Friday, 7 March 2008

Reading 3. Deferred STM

March 7, 2008

Deferred Update STM Herlihy, Luchangco, Moir, and Scherer, PODC 2003


DSTM Characteristics
  • Obstruction freedom
  • Explicit contention manager, which encapsulates the policy of resolving conflicts
  • Can release object, by reducing transaction readset
DSTM
Strong or Weak IsolationWeak
Transaction granularityObject
UpdateDeferred (cloned replacement)
Concurrency controlOptimistic
SynchronizationObstruction free
Conflict detectionEarly
Incostistent readsValidation
Conflicts resolutionExplicit content manager
Nested transactionFlattened


A programmer must explicitly invoke library functions to create a transaction and to access shared objects. Transactions run on threads of a new class. The programmer must introduce and properly manipulate a container for each object involved in a transaction.
Example of using DSTM:
public bool insert(int v) {
List newList = new List(v);
TM0bject newNode = new TM0bject(newList);
TMThread thread = (TMThread)Thread.currentThread();
while (true) {
thread.beginTransaction();
bool result = true;
try {
List prevList = (List)this.first. open(WRITE);
List currList = (List)prevList.next. open(WRITE);
while (eurrList.value <> v) {
prevList = currList;
currList = (List)currList.next. open(WRITE);
}
if (currList.value == v) { result = false; }
else {
result = true;
newList.next = prevList.next;
prevList.next = newNode;
}
} catch (Denied d) {}
if (thread. commitTransaction()) {
return result;
}
}

The TMThread class extends the Java Thread class:
class TMThread : Thread {
void beginTransaction();
bool commitTransaction();
void abortTransaction();
}


Transaction references an object through a TMObject.The open operation prepares a TMObject to be manipulated by a transaction and exposes the underlying object to the code in the transaction. The actions that open performs depend on whether an object is open for reading or writing.
class TMObject {
private class Locator {
public Transaction trans;
public Object oldVersion;
public Object newVersion;
}
TMObject(Object obj);
enum Mode { READ, WRITE };
Object open(Mode mode);
}

The current version of an object is found through the object’s Locator.

  • If the Locator does not contain a transaction, the current version is the original object (oldVersion).

  • If the Locator points to some transaction, we check it`s status:

    1. COMMITTED. The current version is the one modified by the
      transaction (newVersion).

    2. ABORTED. The current version is the original object
      (oldVersion).

    3. ACTIVE. Conflict! The contention manager must resolve the
      conflict by aborting or delaying one of the transactions.
      Note: it`s only the place, where we ask the contention manager! All other conflicts mean inconsistency and we have no choise: we have to abort current transaction!

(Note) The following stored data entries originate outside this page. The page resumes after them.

PR #488, opened 2025-11-25
Enhance Dockerfile to manage tokenizers binary download

vivek8123:
Updated Dockerfile to handle missing prebuilt binaries for tokenizers by attempting to download them first, and falling back to building from source if not found.

### DIFF
--- a/Dockerfile.epp
+++ b/Dockerfile.epp
@@ -34,7 +34,22 @@ RUN scripts/fetch-python-wrapper.sh ${KVCACHE_MANAGER_VERSION} /workspace/llm-d-
 RUN mkdir -p lib
 # Ensure that the RELEASE_VERSION matches the one used in the imported llm-d-kv-cache-manager version
 ARG RELEASE_VERSION=v1.22.1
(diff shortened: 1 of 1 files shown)


Dockerfile.epp
```diff
@@ -34,7 +34,22 @@ RUN scripts/fetch-python-wrapper.sh ${KVCACHE_MANAGER_VERSION} /workspace/llm-d-
 RUN mkdir -p lib
 # Ensure that the RELEASE_VERSION matches the one used in the imported llm-d-kv-cache-manager version
 ARG RELEASE_VERSION=v1.22.1
-RUN curl -L https://github.com/daulet/tokenizers/releases/download/${RELEASE_VERSION}/libtokenizers.${TARGETOS}-${TARGETARCH}.tar.gz | tar -xz -C lib
+# Handle ppc64le or missing prebuilt binaries
```
zdtsw, line 37: isnt the avaiable [release](https://github.com/daulet/tokenizers/releases/tag/v1.22.1) for v1.22.1 only for arm64 and amd64 ?
so you should uplift RELEASE_VERSION to v1.24.0 instead adding build-from-source

zdtsw: @vMaroon do we have plan uplift to 1.24.0 https://github.com/llm-d/llm-d-kv-cache-manager/blob/main/go.mod#L8

PR #497, opened 2025-11-28
Error if PYTHON_CONFIG is empty

### LINKED ISSUE #496: Unguarded shell invocation in Makefile
**What happened**:
```sh
$ make test-unit
bash: --: invalid option
Usage:  bash [GNU long option] [option] ...
        bash [GNU long option] [option] script-file ...
```

no bash error.

On system without Python installed, run make.

**Environment**:
NA

elevran:
Fix #496 

Previously, if PYTHON_CONFIG was empty, makefile would invoke shell with `--cflags`.

### DIFF
--- a/Makefile
+++ b/Makefile
@@ -82,7 +82,7 @@ ifeq ($(PYTHON_CONFIG),)
 endif
 
 ifeq ($(PYTHON_CONFIG),)
-    $(error Python configuration tool not found or invalid)
+    $(error ${PYTHON_ERROR})
 endif
 
 ifeq ($(shell $(PYTHON_CONFIG) --cflags 2>/dev/null),)


Makefile
```diff
@@ -81,14 +81,17 @@ ifeq ($(PYTHON_CONFIG),)
 	endif
 endif
 
-ifneq ($(shell $(PYTHON_CONFIG) --cflags 2>/dev/null),)
-    PYTHON_CFLAGS := $(shell $(PYTHON_CONFIG) --cflags)
-    # Use --ldflags --embed to get all necessary flags for linking
-    PYTHON_LDFLAGS := $(shell $(PYTHON_CONFIG) --ldflags --embed)
-else
-    $(error $(PYTHON_ERROR))
```
shmuelk, line 89: You have removed the use of the platform specific error message, set somewhat earlier in the code. Those messages told the user how to install the Python config utility.

If we don't want to isse a message of that nature, please remove the code that sets the variable PYTHON_ERROR

shmuelk (changes requested):

Makefile
elevran: Restored.

PR #146, opened 2015-05-05
Fix UIImage loading in checkout

jflinter:


Stripe/Checkout/STPCheckoutInternalUIWebViewController.m
```diff
@@ -63,10 +63,10 @@ - (void)viewDidLoad {
...
 
     if (self.options.logoImage && !self.options.logoURL) {
-        NSURL *url = [NSURL fileURLWithPath:[NSTemporaryDirectory() stringByAppendingPathComponent:[[NSUUID UUID] UUIDString]]];
-        BOOL success = [UIImagePNGRepresentation(self.options.logoImage) writeToURL:url options:0 error:nil];
-        if (success) {
-            self.logoURL = self.options.logoURL = url;
+        NSString *base64 = [UIImagePNGRepresentation(self.options.logoImage) base64Encoding];
+        if (base64) {
+            NSString *dataURLString = [NSString stringWithFormat:@"data:png;base64,%@", base64];
+            self.logoURL = self.options.logoURL = [NSURL URLWithString:dataURLString];
```
jamesreggio: The `self.logoURL` reference is used to delete the temporary file, which no longer exists. You can remove that cleanup code and the variable.

Stripe/Checkout/STPCheckoutInternalUIWebViewController.m
```diff
@@ -63,10 +63,10 @@ - (void)viewDidLoad {
     [super viewDidLoad];
 
     if (self.options.logoImage && !self.options.logoURL) {
-        NSURL *url = [NSURL fileURLWithPath:[NSTemporaryDirectory() stringByAppendingPathComponent:[[NSUUID UUID] UUIDString]]];
-        BOOL success = [UIImagePNGRepresentation(self.options.logoImage) writeToURL:url options:0 error:nil];
-        if (success) {
-            self.logoURL = self.options.logoURL = url;
+        NSString *base64 = [UIImagePNGRepresentation(self.options.logoImage) base64Encoding];
```
jamesreggio: How does this do for non-PNG inputs? Does it convert? No-op? Crash?

Stripe/Checkout/STPCheckoutInternalUIWebViewController.m
jflinter: Great catch, thanks James. Can't believe I missed that.

Stripe/Checkout/STPCheckoutInternalUIWebViewController.m
jflinter: It'll return `nil`, which subsequent code should handle correctly. See https://developer.apple.com/library/ios/documentation/UIKit/Reference/UIKitFunctionReference/#//apple_ref/c/func/UIImagePNGRepresentation

Stripe/Checkout/STPCheckoutInternalUIWebViewController.m
jflinter: Yeah, thinking about this a bit more - this can be done a lot better. Opened https://github.com/stripe/stripe-ios/pull/147 to that effect.

Stripe/Checkout/STPCheckoutInternalUIWebViewController.m
jamesreggio: Cool, thanks! (I should've just looked.)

DSTM adds two levels of indirection to an object:

  • READ - adds to current transaction read set pair (TMObject and currentVersion), then validate current transaction

// Record the TMObject and its current value (version) in transaction’s read table.
curTrans.recordRead(this, currentVersion(locInfo));
if (!curTrans.validate()) { throw new Denied(); }
return version;


  • WRITE - create new Locator, get current version of TMObject, clone it and validate

// Create a new Locator pointing to a local copy of the object and install it.
Locator newLocInfo = new Locator();
newLocInfo.trans = curTras;
// Actually it is just a spin lock to ensure, that no one has modified current
object`s locator
do {
Locator oldLocInfo = locInfo;
// Note: We can get conflict in currentVersion
newLocInfo.oldVersion = currentVersion(oldLocInfo);
newLocInfo.newVersion = newLocInfo.oldVersion.clone();
} while (CAS(locInfo, oldLocInfo, newLocInfo) != oldLocInfo);
if (!trans.validate()) { throw new Denied(); }
return newLocInfo.newVersion;


Validating the transaction’s consistency relies on the read set. DSTM compares each object entry in a transaction’s read set against the current version of the object (obtained by following the TMObject reference). If the objects differ, the transaction should abort since it is in inconsistent state.

A transaction commits by validating its read set, and if that operation succeeds, by
changing its status from ACTIVE to COMMITTED.

Note: We don`t need modify objects in memory! This modification(ACTIVE -> COMMITED) makes all of the transaction’s modified objects into the current version of the respective objects!